CORPUS-0005::04::correct_behavior
CORPUS-0011::06::actor_reading_secundus
DIALOGUE-0002::03::scene_beat_cart_delay

For repeated roles:

CORPUS-0008::04a::variant_true
CORPUS-0008::04b::variant_partial
CORPUS-0008::04c::variant_false

14. Minimum Chunk Quality Test

Before accepting a chunk, ask:

  1. Does it say what file and layer it came from?
  2. Does it preserve the concept being taught?
  3. Does it include enough facts to understand the example?
  4. Does it keep arithmetic with its inputs?
  5. Does it distinguish known, reported, inferred, hidden, and settled facts?
  6. Does it preserve actor identity when actor perspective matters?
  7. Does it avoid isolated banter?
  8. Does it include the model behavior being trained or corrected?

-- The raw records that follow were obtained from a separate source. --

PR #266, opened 2020-10-15
Enable image backends on macOS

yoichi:
Enable image backends on macOS because we have terminals with graphics support on macOS.

mlterm supports sixel:
スクリーンショット 2020-10-15 19 14 52

kitty:
スクリーンショット 2020-10-15 19 12 55

NOTE: iTerm2 also supports sixel but it shows broken output (I think it is a iTerm2 issue):
スクリーンショット 2020-10-15 19 19 25

### DIFF
--- a/Cargo.toml
+++ b/Cargo.toml
@@ -35,7 +35,7 @@ error-chain = "0.12"
 [target.'cfg(windows)'.dependencies]
 ansi_term = "0.12"
 
-[target.'cfg(target_os = "linux")'.dependencies]
+[target.'cfg(not(target_os = "windows"))'.dependencies]
 libc = "0.2.79"
 base64 = "0.13.0"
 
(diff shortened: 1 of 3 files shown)


o2sh:
> Enable image backends on macOS because we have terminals with graphics support on macOS.

Great! I don't have a machine running macOS so I couldn't test it for myself.

Your PR looks good. What would you think about replacing `#[cfg(not(target_os = "windows"))]` with `#[cfg(not(windows))]` ?

yoichi:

If the answer to any critical question is no, adjust the chunk boundary.


15. Success Condition

This chunking standard is functioning correctly if retrieval returns chunks that teach reasoning units rather than fragments of prose.

A retrieved chunk should let the model reconstruct:

what is happening
what is known
what is uncertain
what relation matters
what calculation applies
what actor lens applies
what behavior is correct or incorrect

If retrieved chunks only provide style, vocabulary, or isolated statements, the chunking has failed.